[Stored records]
☆ ☆ ☆ ☆ ☆
PR #60671, opened 2023-06-07
x509: fix typo in SetFallbackRoots documentation

edigaryev:
Add a missing space between the environment variables, see https://github.com/golang/go/issues/43958#issuecomment-1317868626 for more details.


edigaryev:
My bad: I've mistakenly thought that `x509usefallbackroots` is separate environment variable.

PR #60672, opened 2023-06-07
log/slog: fix the wrapping anti-example

Humm42:
The new logger parameter is the same as the one in the example
"wrapping".

Fixes: f67b0a73e30d ("log/slog: initial commit")


Humm42:
I humbly decline signing the CLA for this change.

PR #60677, opened 2023-06-08
database/sql: add Null[T]

methane:
Generic version of NullString, NullInt64, etc.

Fixes #60370


Nasfame:
@methane Just a thought - can't we replace all the null types implementations with the generic like 

`type NullBool Null[bool]`

methane:
> @methane Just a thought - can't we replace all the null types implementations with the generic like

We can't. `NullBool` has a `.Bool` member.

PR #67422, opened 2024-05-16
enconding/json: add ValidPos() function

dveeden:
Add json.ValidPos() to allow getting the position of where the validation failed
in addition to a boolean to indicate the failure.

Closes #67423

### DIFF
--- a/src/encoding/json/scanner.go
+++ b/src/encoding/json/scanner.go
@@ -25,6 +25,12 @@ func Valid(data []byte) bool {
 	return checkValid(data, scan) == nil
 }
 
+func ValidPos(data []byte) (bool, int64) {
+	scan := newScanner()
+	defer freeScanner(scan)
+	return checkValid(data, scan) == nil, scan.bytes
+}
+
 // checkValid verifies that data is valid JSON-encoded data.
 // scan is passed in for use by checkValid to avoid an allocation.
 // checkValid returns nil or a SyntaxError.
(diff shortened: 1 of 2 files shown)


dveeden:
We use `json.Valid()` in https://github.com/pingcap/tidb to implement the [`JSON_VALID()`](https://docs.pingcap.com/tidb/dev/json-functions/) SQL function and would like to return the position on which the validation failed to the user.

https://github.com/pingcap/tidb/blob/0875abde25467897e4e81ae6c18c5e8792ca28a9/pkg/expression/builtin_json.go#L1019

Example usage:
```go
package main

import (
	"encoding/json"
	"fmt"
	"strings"
)

func main() {
	inputs := []string{
		`{}`,
		`{"foo": "bar"}`,
		`{"foo: "bar"}`,
		`{"foo": "bar", "bar": foo}`,
		`{"foo": "bar", "bar", foo}`,
	}
	for _, input := range inputs {
		v, pos := json.ValidPos([]byte(input))
		fmt.Printf("'%s': valid: %#v, pos: %d\n", input, v, pos)
		if !v {
			fmt.Printf(strings.Repeat(" ", int(pos)) + "^\n")
		}
	}
}
```

Output:
```
go run main.go 
'{}': valid: true, pos: 2
'{"foo": "bar"}': valid: true, pos: 14
'{"foo: "bar"}': valid: false, pos: 9
         ^
'{"foo": "bar", "bar": foo}': valid: false, pos: 24
                        ^
'{"foo": "bar", "bar", foo}': valid: false, pos: 21
                     ^
```

This would make it easier to see why validation failed, especially for larger JSON documents.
☆ ☆ ☆ ☆ ☆
▶ Assignment: Working through the records, copy each line in which the word "encoding" appears.

▶ Solution:
--- a/src/encoding/json/scanner.go
+++ b/src/encoding/json/scanner.go
	"encoding/json"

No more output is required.